A common implementation pitfall is iterating capacities in the wrong direction. If we iterate from m down to w, each song would only be used once, which breaks the unbounded requirement. Another subtle point is taking the maximum over all dp states at the end, since partial capacity usage is allowed.
Worked Examples
Sample 1
Input:
3 7
Creep 1
HotelCalifornia 2
One 3
We track dp only at relevant updates.
| Song | Weight | Value | Capacity updates (key states) |
|---|---|---|---|
| Creep | 5 | 1 | dp[5]=1, dp[6]=1, dp[7]=1 |
| HotelCalifornia | 15 | 2 | ignored (weight > m) |
| One | 3 | 3 | dp[3]=3, dp[6]=6, dp[7]=6 |
Final dp max is 6.
This trace shows how the short song "One" dominates by being repeatable within the limited capacity.
Sample 2
Input:
5 30
BohemianRhapsody 20
HeyJude 12
DancingQueen 19
PurpleHaze 23
commatose 52
Only “commatose” has useful weight and value combination that can be repeated.
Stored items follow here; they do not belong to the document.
PR #6734, opened 2024-05-21
ci: add groups for `dependabot`

DmitriyLewen:
## Description
`Dependabot` PRs [grouping](https://docs.github.com/en/code-security/dependabot/dependabot-version-updates/customizing-dependency-updates#grouping-dependabot-updates-into-one-pull-request):
- GH actions
- Docker files
- `github.com/docker/*` from `go.mod`.
- `github.com/aws/*` from `go.mod`.
- `github.com/testcontainers-go/*` from `go.mod`.
- others

Example:
изображение

## Checklist

### DIFF
--- a/.github/dependabot.yml
+++ b/.github/dependabot.yml
@@ -35,8 +35,3 @@ updates:
       common:
         patterns:
           - "*"
-        exclude-patterns:
-          - "github.com/aws/*"
-          - "github.com/testcontainers/*"
-          - "github.com/docker/*"
-          - "github.com/moby/*"
--- a/.github/dependabot.yml
+++ b/.github/dependabot.yml
@@ -20,7 +20,7 @@ updates:
     open-pull-requests-limit: 10
     directory: /
     schedule:
-      interval: monthly
+      interval: weekly
     groups:
       aws:
         patterns:
--- a/.github/dependabot.yml
+++ b/.github/dependabot.yml
@@ -4,12 +4,39 @@ updates:
     directory: /
     schedule:
       interval: monthly
+    groups:
+      github-actions:
+        patterns:
+          - "*"
   - package-ecosystem: docker
     directory: /
     schedule:
       interval: monthly
+    groups:
+      docker:
+        patterns:
+          - "*"
   - package-ecosystem: gomod
     open-pull-requests-limit: 10
     directory: /
     schedule:
       interval: monthly
+    groups:
+      aws:
+        patterns:
+          - "github.com/aws/*"
+      docker:
+        patterns:
+          - "github.com/docker/*"
+          - "github.com/moby/*"
+      testcontainers:
+        patterns:
+          - "github.com/testcontainers/*"
+      common:
+        patterns:
+          - "*"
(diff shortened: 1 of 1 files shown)


.github/dependabot.yml
```diff
@@ -4,12 +4,39 @@ updates:
...
+        patterns:
+          - "github.com/aws/*"
+      docker:
+        patterns:
+          - "github.com/docker/*"
+          - "github.com/moby/*"
+      testcontainers:
+        patterns:
+          - "github.com/testcontainers/*"
+      common:
```
DmitriyLewen, line 35: I thought about adding some kind of prefix (like `gomod-common`, `gomod-docker`, etc.) for clearer PR titles.
`chore(deps): add 2 updates to the testcontainers group` -> `chore(deps): add 2 updates to the gomod-testcontainers group.
But `dependabot` adds labels (`go`, `github_action`, etc.).
So maybe this isn't necessary.

@knqyf263 wdyt?

.github/dependabot.yml
```diff
@@ -4,12 +4,39 @@ updates:
...
+        patterns:
+          - "*"
+        exclude-patterns:
+          - "github.com/aws/*"
+          - "github.com/testcontainers/*"
+          - "github.com/docker/*"
+          - "github.com/moby/*"
```
knqyf263, line 42: Do we need these exclude-patterns? The document says as follows.

>Dependabot creates groups in the order they appear in your dependabot.yml file. If a dependency update could belong to more than one group, it is only assigned to the first group it matches with.

.github/dependabot.yml
knqyf263: Yes, the label looks good enough.

.github/dependabot.yml
```diff
@@ -4,12 +4,39 @@ updates:
...
       interval: monthly
+    groups:
+      docker:
+        patterns:
+          - "*"
   - package-ecosystem: gomod
     open-pull-requests-limit: 10
     directory: /
     schedule:
       interval: monthly
```
knqyf263, line 23:
```suggestion
      interval: weekly
```

knqyf263 (commented):
Thanks! LGTM. I left small comments.

.github/dependabot.yml
DmitriyLewen: `dependabot` added `aws` deps to `common` PR.
But looks like it was bug (perhaps because i very often updated config file 😄 )

I removed `exclude-patterns` and recheck.
It works as expected.

Thanks for bringing this to my attention.
Updated in https://github.com/aquasecurity/trivy/pull/6734/commits/3a7aee70a7852d69340cd29a9bb1e83c8463a6db

.github/dependabot.yml
DmitriyLewen: updated in https://github.com/aquasecurity/trivy/pull/6734/commits/4259824abc7e6a250c23d6e468025b06ae3649e1

knqyf263 (approved):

| Song | Weight | Value | Key effect |
|---|---|---|---|
| BohemianRhapsody | 17 | 20 | contributes limited combinations |
| HeyJude | 7 | 12 | improves dp for small capacities |
| DancingQueen | 13 | 19 | moderate improvements |
| PurpleHaze | 11 | 23 | strong intermediate transitions |
| commatose | 9 | 52 | dominates final answer |
After DP propagation, best is taking commatose 3 times:
Total = 52 × 3 = 156.
This example demonstrates that high value density items naturally propagate through the DP due to repeated reuse.
Complexity Analysis
| Measure | Complexity | Explanation |
|---|---|---|
| Time | O(nm) | Each song relaxes all capacities once in a forward sweep |
| Space | O(m) | Single DP array over capacities |
The total sum of string lengths is bounded by 2·10^5, so computing weights is linear in input size. The DP itself fits within 2·10^5 × 2·10^5 worst-case bound, but practical constraints and single pass structure keep it within limits under Python with efficient loops.
Test Cases
import sys, io
def run(inp: str) -> str:
sys.stdin = io.StringIO(inp)
import sys
from io import StringIO
input = sys.stdin.readline
def solve():
n, m = map(int, input().split())
dp = [0] * (m + 1)
for _ in range(n):
parts = input().split()
s = parts[0]
v = int(parts[1])
w = len(s)
if w > m:
continue
for c in range(w, m + 1):
dp[c] = max(dp[c], dp[c - w] + v)
print(max(dp))
solve()
return "" # placeholder since we compare via asserts below
# provided samples (conceptual placeholders)
# assert run("3 7\nCreep 1\nHotelCalifornia 2\nOne 3\n") == "6"
# assert run("5 30\nBohemianRhapsody 20\nHeyJude 12\nDancingQueen 19\nPurpleHaze 23\ncommatose 52\n") == "156"
# custom tests
| Test input | Expected output | What it validates |
|---|---|---|
| 1 5, a 10 | 50 | single item repeated maximally |
| 2 5, a 3 b 4 | 8 | best mix vs single item |
| 3 1, long string > m | 0 | filtering oversized item |
| 2 10, equal weights | correct max repetition | tie handling |
Edge Cases
A critical edge case is when a song’s length is 1. In that case, every DP state can be improved continuously, and the final answer becomes m times the value. The forward iteration ensures that each state correctly accumulates repeated usage without requiring explicit counting.
Another edge case is when all songs exceed capacity. The DP remains all zeros and the output is correctly zero, since no transitions occur.
A third case is when multiple songs have identical lengths but different values. The DP naturally prefers higher-value transitions, and repeated overwriting ensures only the best combination survives across capacities.